Après les imposants Le vide et Hell.com, Patrick Senécal publie une «novella» à l'invitation des éditions Coups de tête, Contre Dieu, qui s'inscrit dans la même lignée obsessionnelle que ses deux romans précédents. À un point tel qu'il voit presque ces livres comme une trilogie «pessimiste-réaliste» dans son parcours. On aurait envie de dire une sombre trinité...

Patrick Senécal, l'un de nos écrivains les plus lus et les plus adaptés au cinéma (Sur le seuil, 5150 rue des Ormes, Les sept jours du talion) clôt avec Contre Dieu une période très réaliste dans son écriture. En effet, dans ses derniers romans, on remarque que l'épouvante n'est jamais créée par quelque chose de surnaturel. C'est que l'horreur et la peur, chez Senécal, prennent toujours racine dans des craintes bien personnelles.

Cette fois, nous suivons un homme dans sa folle colère contre le destin qui lui a ravi femme et enfants dans un bête accident de voiture. «Contrairement aux Sept jours du talion, il ne peut se venger de personne, car personne n'est coupable, explique l'auteur. Il est en colère contre l'idée que peu importe ce qu'on fait, peu importe ce qu'on met en place dans sa vie pour s'assurer une certaine sérénité, tout cela peut disparaître. Il se dit que, tant qu'à ne rien contrôler, aussi bien semer le chaos. Il se défoule sur tout. Il défie le destin. Mais c'est un combat perdu d'avance, car lorsque tu es en révolte contre la vie, tu ne peux que perdre.»

Moins violent mais toujours aussi sombre, ce Contre Dieu, dont le personnage principal n'est jamais nommé sauf par un «tu» du narrateur omniscient qui l'observe s'enfoncer dans une spirale dramatique. «J'ai l'impression que s'il m'arrivait la même chose, je pourrais tomber dans une révolte, ce serait mon genre, confie Senécal. Je suis rendu à 43 ans, il me semble que j'ai mené une bonne vie, tout va bien, mais tout pourrait disparaître. C'est une idée qui m'obsède depuis quelques années. Je me suis toujours moqué un peu de la crise de la quarantaine avant d'avoir mes 40 ans, mais c'est vrai que cela amène un questionnement, une remise en question. Oui, j'ai eu une passe «pessimiste-réaliste», Le vide venait de mon écoeurantite de la téléréalité, Hell.com de l'internet et Contre Dieu, continue cette idée du vide de la vie. Il y a quelque chose qui relie ces trois romans, mais j'ai besoin de sortir de ça et ma prochaine série va aller ailleurs...»

Humour noir et websérie

Des projets, Patrick Senécal en a plein. Depuis trois ans, il fait partie de ces rares écrivains qui peuvent se vanter de vivre de leur plume. Cet automne, il donne exceptionnellement un cours au cégep, parce qu'il s'ennuyait de l'enseignement, mais aussi parce qu'il prépare une série romanesque, Malphas, qui se déroulera justement dans un cégep. «J'appelle ça mon Virginie sur l'acide, dit-il. Écrit du point de vue des professeurs, qui sont tous fuckés. Ce sera pas mal trash, baveux, pas gentil, avec beaucoup d'humour.»
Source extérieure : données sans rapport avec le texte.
PR #4779, opened 2022-05-11
feat: add grpc health checking

JoanFM:
This PR aims to change the way health check is done in the core for Executors but also for any runtime using grpc. We aim to use the standard grpc https://github.com/grpc/grpc/blob/master/doc/health-checking.md as suggested by grpc, and which is something that lots of Load Balancers, etc ... will use to make sure grpc-based microservices are healthy.

This also has the benefit that `ControlRequest` can be removed from the code.


jina/orchestrate/deployments/__init__.py
```diff
@@ -284,6 +285,17 @@ def is_sandbox(self) -> bool:
         is_sandbox = uses.startswith('jinahub+sandbox://')
         return is_sandbox
 
+    @property
+    def _is_docker(self) -> bool:
+        """
+        Check if this deployment is a sandbox.
```
samsja, line 291:
```suggestion
        Check if this deployment is to be run in docker.
```

jina/serve/runtimes/gateway/grpc/__init__.py
```diff
@@ -13,12 +15,22 @@
...
+        self,
+        args: argparse.Namespace,
+        **kwargs,
+    ):
+        """Initialize the runtime
+        :param args: args from CLI
+        :param kwargs: keyword args
+        """
+        self._health_servicer = health.HealthServicer(experimental_non_blocking=True)
+        super().__init__(args, **kwargs)
```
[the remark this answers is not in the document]
JoanFM: I think it was because not all of them have it

jina/__init__.py
```diff
@@ -68,7 +68,7 @@ def _warning_on_one_line(message, category, filename, lineno, *args, **kwargs):
 
 # do not change this line manually
 # this is managed by proto/build-proto.sh and updated on every execution
-__proto_version__ = '0.1.10'
+__proto_version__ = '0.1.12'
```
JoanFM, line 71:
```suggestion
__proto_version__ = '0.1.11'
```

jina/orchestrate/deployments/__init__.py
```diff
@@ -284,6 +285,17 @@ def is_sandbox(self) -> bool:
...
 
+    @property
+    def _is_docker(self) -> bool:
+        """
+        Check if this deployment is to be run in docker.
+
+        :return: True if this deployment is to be run in docker
+        """
+        uses = getattr(self.args, 'uses', '')
+        is_docker = uses.startswith('jinahub+docker://') or uses.startswith('docker://')
```
JohannesMessner, line 296: What about sandbox executors? I don't actually know, but I imagine they also run inside docker? Also more generally, can we know if external executors are dockerized? Or is it irrelevant in that case?

jina/orchestrate/deployments/__init__.py
```diff
@@ -459,52 +471,27 @@ def num_pods(self) -> int:
...
+        :param pod_is_container: boolean specifying if pod is to be run in container
+        :param head_is_container: boolean specifying if head pod is to be run in container
+        :return: host to pass in connection list of the head
         """
         # Check if the current pod and head are both containerized on the same host
         # If so __docker_host__ needs to be advertised as the worker's address to the head
         worker_host = (
             __docker_host__
-            if Deployment._is_container_to_container(pod, head_pod)
+            if (pod_is_container and (head_is_container or in_docker()))
```
JohannesMessner, line 489: The naming of `_is_docker` and `in_docker` is very similar. From what I understand the one checks a provided deployment, while the other checks the current process. Could this be clarified in the naming?

jina/serve/networking.py
```diff
@@ -920,22 +831,51 @@ def send_request_sync(
...
+                    tls=tls,
+                    root_certificates=root_certificates,
+                ) as channel:
+                    health_check_req = health_pb2.HealthCheckRequest()
+                    health_check_req.service = ''
+                    stub = health_pb2_grpc.HealthStub(channel)
+                    return stub.Check(health_check_req, timeout=timeout)
+            except grpc.RpcError as e:
+                if e.code() != grpc.StatusCode.UNAVAILABLE or i == 2:
+                    raise
```
JohannesMessner, line 877: Do we need error handling here a la `InternalNetworkError`, reporting back to the client which target failed, that sort of stuff? Or will this be handled differently?

JoanFM: here  u are sending the health check to a single entity, this check is not about sending to the complete Flow, that is in the other PR

docs/fundamentals/health-check.md
```diff
@@ -0,0 +1,238 @@
...
+```text
+{}%
+```
+
+## Readiness of a Flow exposed to the client
+
+A lot of times, from the client perspective, it is useful to know if a Flow, as a complete set of microservices, is ready to receive requests. This is why the gateway 
+exposes an endpoint for each of the supported protocols to know the health and readiness of a Flow. 
+
+Also Jina Flow and Client contains a convenient API to query these endpoints. You can call `flow.dry_run()` and `client.dry_run()`
```
JohannesMessner, line 84:
```suggestion
Jina `Flow` and `Client` offer a convenient API to query these readiness endpoints. You can call `flow.dry_run()` and `client.dry_run()`, which will return `True` if the Flow is healthy and ready, and `False` otherwise.
```

JohannesMessner (changes requested):
I would put the part about checking the entire Flow, `dry_run()` etc at the top. To me it seems like the most useful and commonly needed feature.

Also, what is the difference between the sections at the top about checking Executor/Gateway, and the sections at the bottom about 'from the outside'? I didn't leave comments on the latter because it seemed the same to me. Could you explain the difference?

docs/fundamentals/health-check.md
```diff
@@ -0,0 +1,238 @@
...
+By having a Flow with http or websocket as protocol:
+
+```python
+from jina import Flow
+
+f = Flow(protocol='http', port=12345).add()
+with f:
+    f.block()
+```
+
```
JohannesMessner, line 69:
```suggestion
Then, you can query the "empty" endpoint:
```

docs/fundamentals/health-check.md
```diff
@@ -0,0 +1,238 @@
+# Health and readiness check of Jina Services
+
```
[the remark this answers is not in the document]
JoanFM: this comes from the `document` of GRPC linked there

docs/fundamentals/flow/health-check.md
```diff
@@ -0,0 +1,275 @@
+# Health and readiness check of Jina Flow
```
JohannesMessner, line 1:
```suggestion
# Health and readiness check
```

Issue #4784, opened 2022-05-13
Grpc gateway not working properly with every cert pair


samsja:
We can't turn on TLS for grpc, it always says port can not be bind
```
Failed to bind to address 0.0.0.0:51000;
       set GRPC_VERBOSITY=debug environment variable to see
       detailed error message.
```

```yaml
jtype: Flow
version: '1'
with:
  port: 51000
  protocol: grpc
  uvicorn_kwargs:
    ssl_keyfile_password: abcd
  ssl_certfile: cert.perm
  ssl_keyfile: key.perm
```
The same yaml when changing protocol: http works

cc @hanxiao

PR #4785, opened 2022-05-13
fix: better tls support for grpc

samsja:
fixing https://github.com/jina-ai/jina/issues/4784


samsja:
Closing issue as the the certificates were not valid

Issue #4773, opened 2022-05-10
It shoud not be possible to pass argument to the Flow init function when loading from a yaml file


samsja:
It shoud not be possible to pass argument to the Flow init function when loading from a yaml file

```python
from jina import Flow
f = Flow(port=8080).load_config('config.yaml')
```

Here port=8080 could be override because load config will override everything.

load config should be a static method, i.e we should not be able to call it on an instance. 

How do we keep backward compatibility ? Maybe deprecated the class method and add a warning

PR #4787, opened 2022-05-16
fix: warn user when calling load config from flow instance

samsja:
fixing https://github.com/jina-ai/jina/issues/4773

Now when doing 

```python
from jina import Flow

Flow().load_config('config.yaml')
```

you got this warning 

```
UserWarning: Calling load_config from a Flow instance will override all of its initial parameters. You should probably use `Flow.load_config(...)` instead
```

### DIFF
--- a/jina/orchestrate/flow/base.py
+++ b/jina/orchestrate/flow/base.py
@@ -98,11 +98,7 @@ FALLBACK_PARSERS = [
 ]
 
 
-class _BaseClassFlow(PostMixin, JAMLCompatible, ExitStack, metaclass=FlowType):
-    ...
-
-
-class Flow(_BaseClassFlow):
+class Flow(PostMixin, JAMLCompatible, ExitStack, metaclass=FlowType):
     """Flow is how Jina streamlines and distributes Executors."""
 
     # overload_inject_start_client_flow
@@ -2045,7 +2041,7 @@ class Flow(_BaseClassFlow):
         self._common_kwargs.update(kwargs)
 
     def __getattribute__(self, item):
-        obj = super(_BaseClassFlow, self).__getattribute__(item)
+        obj = super().__getattribute__(item)
 
         if (
             item == 'load_config' and inspect.ismethod(obj) and obj.__self__ is Flow
--- a/jina/orchestrate/flow/base.py
+++ b/jina/orchestrate/flow/base.py
@@ -2047,7 +2047,7 @@ class Flow(PostMixin, JAMLCompatible, ExitStack, metaclass=FlowType):
             item == 'load_config' and inspect.ismethod(obj) and obj.__self__ is Flow
         ):  # check if obj load config call from an instance and not the Class
             warnings.warn(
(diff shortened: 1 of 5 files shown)


jina/orchestrate/flow/base.py
```diff
@@ -96,7 +98,11 @@ class FlowType(type(ExitStack), type(JAMLCompatible)):
 ]
 
 
-class Flow(PostMixin, JAMLCompatible, ExitStack, metaclass=FlowType):
+class _BaseClassFlow(PostMixin, JAMLCompatible, ExitStack, metaclass=FlowType):
```
JoanFM, line 101: why is this new class needed?

tests/integration/issues/github_4773/test_load_config.py
```diff
@@ -0,0 +1,19 @@
...
+
+import pytest
+
+from jina import Flow
+
+
+def test_load_config_instance():
+    with pytest.warns(UserWarning):  # assert that a warning has been emited
+        f = Flow().load_config('config.yaml')
+    f.build()
```
JoanFM, line 11: no need to build

tests/integration/issues/github_4773/test_load_config.py
```diff
@@ -0,0 +1,19 @@
...
+
+
+def test_load_config_class():  # assert that no warnings were emited
+    with warnings.catch_warnings():
+        warnings.simplefilter("error")
+        f = Flow.load_config('config.yaml')
+
+    f.build()
```
JoanFM, line 19: no need to build

JoanFM (changes requested):

jina/orchestrate/flow/base.py
samsja: I need this class here : https://github.com/jina-ai/jina/blob/b70aa02900aa3957531719e3b88a00dc25b447de/jina/orchestrate/flow/base.py#L2048

Otherwise I can't have a default `__getattribute__` function which I overload to check the if the function called is `load_config`

JoanFM: u can not get it from object? just doing `super().__getattribute__(item)`? It would surprise me this is not possible

samsja: yes ofc

jina/orchestrate/flow/base.py
```diff
@@ -2037,3 +2039,15 @@ def update_network_interface(self, **kwargs):
...
         self._common_kwargs.update(kwargs)
+
+    def __getattribute__(self, item):
+        obj = super().__getattribute__(item)
+
+        if (
+            item == 'load_config' and inspect.ismethod(obj) and obj.__self__ is Flow
+        ):  # check if obj load config call from an instance and not the Class
+            warnings.warn(
+                'Calling load_config from a Flow instance will override all of its initial parameters. You should probably use `Flow.load_config(...)` instead'
```
JohannesMessner, line 2050:
```suggestion
                'Calling load_config from a Flow instance will override all of the instance's initial parameters. We recommend to use `Flow.load_config(...)` instead'
```

JoanFM (approved):

JoanFM (approved):

Issue #4731, opened 2022-05-02
Implement all the metrics that we want to expose post release


samsja:
Follow up of https://github.com/jina-ai/jina/issues/4589

- [ ] Number of fails: How many requests failed, exception type etc 
- [x] Request size: In bytes of the request object https://github.com/jina-ai/jina/pull/4789
- [ ]  Number of Clients connected: gateway only 
- [x] Number of pending requests: gateway only https://github.com/jina-ai/jina/pull/4789

PR #4789, opened 2022-05-16
feat: add additional metrics

samsja:
linked to https://github.com/jina-ai/jina/issues/4731

add new metrics

- [x] Request size: In bytes of the request object
- [x] Number of pending requests: gateway only

SKIP
- [x] (skip to do in another PR)  Number of fails: How many requests failed, exception type etc 
- [x]  (skip to do in another PR) Number of Clients connected: gateway only

### DIFF
--- a/tests/integration/monitoring/test_monitoring.py
+++ b/tests/integration/monitoring/test_monitoring.py
@@ -190,3 +190,63 @@ def test_requests_size(port_generator, executor):
         measured_request_bytes_sum = _get_request_bytes_size()
 
         assert measured_request_bytes_sum > measured_request_bytes_sum_init
+
+
+def test_pending_request(port_generator):
+    port0 = port_generator()
+    port1 = port_generator()
+
+    class SlowExecutor(Executor):
+        @requests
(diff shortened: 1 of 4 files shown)


JoanFM (changes requested):
Some tests should be added

samsja:
> Some tests should be added

I added integration tests for both of the current metrics

tests/integration/monitoring/test_monitoring.py
```diff
@@ -152,3 +153,94 @@ def test_disable_monitoring_on_gatway_only(port_generator, executor):
...
+        p_send.start()
+        time.sleep(1)
+        p_while.start()
+
+        for p in [p_before, p_send, p_while]:
+            p.join()
+
+        for p in [p_before, p_send, p_while]:
+            p.terminate()
+            assert not p.exitcode
```
JoanFM, line 244: collect the exit codes and assert after all of them have been terminated, to avoid timeouts

JoanFM (changes requested):

JoanFM (approved):

PR #4790, opened 2022-05-16
fix: add check that jaml parses to correct class

JohannesMessner:
Fixes silent error when invalid YAML is passed as an Executor

### DIFF
--- a/tests/unit/jaml/test_type_parse.py
+++ b/tests/unit/jaml/test_type_parse.py
@@ -2,9 +2,10 @@ import os
 
 import pytest
 
-from jina.serve.executors import BaseExecutor
+from jina import Flow, __default_executor__, requests
+from jina.excepts import BadConfigSource
 from jina.jaml import JAML, JAMLCompatible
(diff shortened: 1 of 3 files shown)


tests/unit/jaml/test_type_parse.py
```diff
@@ -179,3 +180,11 @@ def test_parsing_brackets_in_envvar():
         assert b['executors'][0]['env']['var2'] == 'a'
         assert b['executors'][0]['env']['var3'] == '{"1": "2"}-a'
         assert b['executors'][0]['env']['var4'] == '-{"1": "2"}'
+
+
+def test_exception_invalid_yaml():
+    with pytest.raises(BadConfigSource):
+        BaseExecutor.load_config('./invalid.yml')
```
JoanFM, line 187: do not use `./invalid.yml`, use some `cur_dir` to make sure test is runnable from anywhere

JoanFM (changes requested):

JoanFM (approved):

PR #4794, opened 2022-05-17
feat: smart replica retry

JohannesMessner:
Right now, when a replica fails (on local), the gateway will stubbornly retry to connect to that same replica, instead of trying its luck with one of the other replicas. This PR changes that, applying round robing scheduling also for retries, not just successful calls.

**ToDo:**

- [x] smart retry mechanism
- [x] test for retry mechanism
- [x] appropriate error message if all replicas fail
- [x] test for this failure case

### DIFF
--- a/jina/serve/networking.py
+++ b/jina/serve/networking.py
@@ -310,7 +310,7 @@ class GrpcConnectionPool:
             entity_id: Optional[int] = None,
             increase_access_count: bool = True,
         ) -> ReplicaList:
-            # returns all replicas of a given deployment, using a "random" shard
+            # returns all replicas of a given deployment, using a given shard
             if deployment in self._deployments:
                 type_ = 'heads' if head else 'shards'
                 if entity_id is None and head:
@@ -730,10 +730,10 @@ class GrpcConnectionPool:
             tried_addresses = set()
             num_retries = max(3, len(connections.get_all_connections()))
             for i in range(num_retries):
-                connection = connections.get_next_connection()
-                tried_addresses.add(connection.address)
+                current_connection = connections.get_next_connection()
+                tried_addresses.add(current_connection.address)
                 try:
-                    return await connection.send_requests(
+                    return await current_connection.send_requests(
                         requests=requests,
                         metadata=metadata,
                         compression=self.compression,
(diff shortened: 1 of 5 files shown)


jina/serve/networking.py
```diff
@@ -310,6 +310,7 @@ def get_replicas(
             entity_id: Optional[int] = None,
             increase_access_count: bool = True,
         ) -> ReplicaList:
+            # returns all replicas of a given deployment, using a "random" shard
```
JoanFM, line 313: Not a `random` but a given one

JoanFM (changes requested):

jina/serve/networking.py
```diff
@@ -707,21 +712,26 @@ def _handle_aiorpcerror(
...
     ) -> asyncio.Task:
         # this wraps the awaitable object from grpc as a coroutine so it can be used as a task
         # the grpc call function is not a coroutine but some _AioCall
         async def task_wrapper():
             metadata = (('endpoint', endpoint),) if endpoint else None
-            for i in range(3):
+            tried_addresses = set()
+            num_retries = max(3, len(connections.get_all_connections()))
+            for i in range(num_retries):
+                connection = connections.get_next_connection()
```
samsja, line 733: I find it really confusing to have `connection` for the single entity and `connections` for the group.
Maybe `current_connexion` ?

tests/integration/runtimes/test_network_failures.py
```diff
@@ -411,3 +413,116 @@ async def test_runtimes_graphql(port_generator):
...
+        ready_or_shutdown_event=multiprocessing.Event(),
+    )
+
+    try:
+        # ----------- 1. ping Flow once to trigger endpoint discovery -----------
+        # we have to do this in a new process because otherwise grpc will be sad and everything will crash :(
+        p = multiprocessing.Process(target=_send_request, args=(gateway_port, 'grpc'))
+        p.start()
+        p.join()
+        assert p.exitcode == 0
```
JoanFM, line 453: assert these after u have finished every assert in the test, otherwise it may be left hanging

JoanFM (changes requested):

JoanFM (approved):

PR #4795, opened 2022-05-17
docs: add specification of executor and flow yaml

JohannesMessner:
TODO:

- [x] mention environment variables and internal links

### DIFF
--- a/docs/fundamentals/flow/yaml-spec.md
+++ b/docs/fundamentals/flow/yaml-spec.md
@@ -2,11 +2,14 @@
 # YAML specification
 
 This page outlines the specification for valid Flow YAML files.
-Such YAML configurations can be used to generate a Flow via `Flow.load_config('flow.yml')`.
+
+Such YAML configurations can be used to generate a Flow object via `Flow.load_config('flow.yml')`.
+
+To generate a YAML configuration from a `Flow` Python object, run `f.save_config()`.
 
 ## Example
 
-The following constitutes a typical Flow configuration:
+The following constitutes an example Flow configuration:
 
 `flow.yml`/`flow.yaml`:
 ```yaml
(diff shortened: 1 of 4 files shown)


docs/fundamentals/flow/yaml-spec.md
```diff
@@ -0,0 +1,66 @@
...
+
+`flow.yml`/`flow.yaml`:
+```yaml
+jtype: Flow
+version: '1'
+with:
+  protocol: http
+metas:
+  - py_modules:
+      - executor.py
```
JohannesMessner, line 22: This patterns does not seem to work. But also not sure if we even want to promote it.

docs/fundamentals/flow/yaml-spec.md
```diff
@@ -0,0 +1,66 @@
...
+# inline Executor YAML
+- name: firstexec
+  uses:
+    jtype: MyExec
+    py_modules:
+      - executor.py
+# reference to Executor YAML
+- name: secondexec
+  uses: indexer.yml
+  workspace: /home/johannes/.config/JetBrains/PyCharmCE2022.1/scratches/indexed
```
JoanFM, line 33: what about this workspace? why is not explained? I also would suggest for u just to pass some random value here

JoanFM (changes requested):

docs/fundamentals/flow/yaml-spec.md
JohannesMessner: Below it says that here we can put any argument that `add()` would take, and links to where to find that info. This is meant just as an example of where to actually put such an arg (how to indent etc)

docs/fundamentals/flow/yaml-spec.md
JoanFM: then remove if it does not seem to work

JoanFM (approved):

PR #4799, opened 2022-05-18
fix(qabot): hide the slot elements on the docs page

shazhou2015:
Goals:
Add a template to prevent the qabot slot elements from showing on the docs pages.


nomagick (approved):
LGTM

Mais pour l'instant, il planche sur sa websérie, un projet personnel fait avec les moyens du bord, qu'il réalise lui-même: reinerouge.tv, inspirée par le personnage de Michelle dans 5150 rue des Ormes et Aliss. Nous saurons au printemps ce qui s'est passé pour elle entre les deux romans. «Je me sens comme un kid qui s'amuse avec sa caméra dans son sous-sol!».

Enfin, il reste toujours le cinéma. Nouveau financement pour Sept comme Setteur, son livre pour enfant dont il est en train d'écrire le scénario, tandis que le projet d'adapter Le vide (avec Podz), est toujours dans l'air.

Alors oui, il se trouve chanceux, mais il dit cela toujours avec cette pointe d'inquiétude, comme si l'épée de Damoclès était en permanence au-dessus de sa tête - menace qui, loin de le paralyser, semble être le moteur même de sa créativité. «Avant, dans mes livres, c'était l'Autre qui me terrifiait. En ce moment, c'est l'idée qu'on ne contrôle pas grand-chose. Je me rends compte que je peux mourir demain matin et ça me fait peur. J'ai toujours été obsédé par la mort, mais c'est nouveau que je sois obsédé par la mienne! Ce n'est pas que la vie est injuste, c'est qu'il n'y a aucun esprit décisionnel, le destin frappe aveuglément. Je dois faire la paix avec ça.... Mais j'ai l'impression que quand tu envisages le pire, tu es plus capable d'y faire face. En somme, c'est un traitement-choc que je me donne.»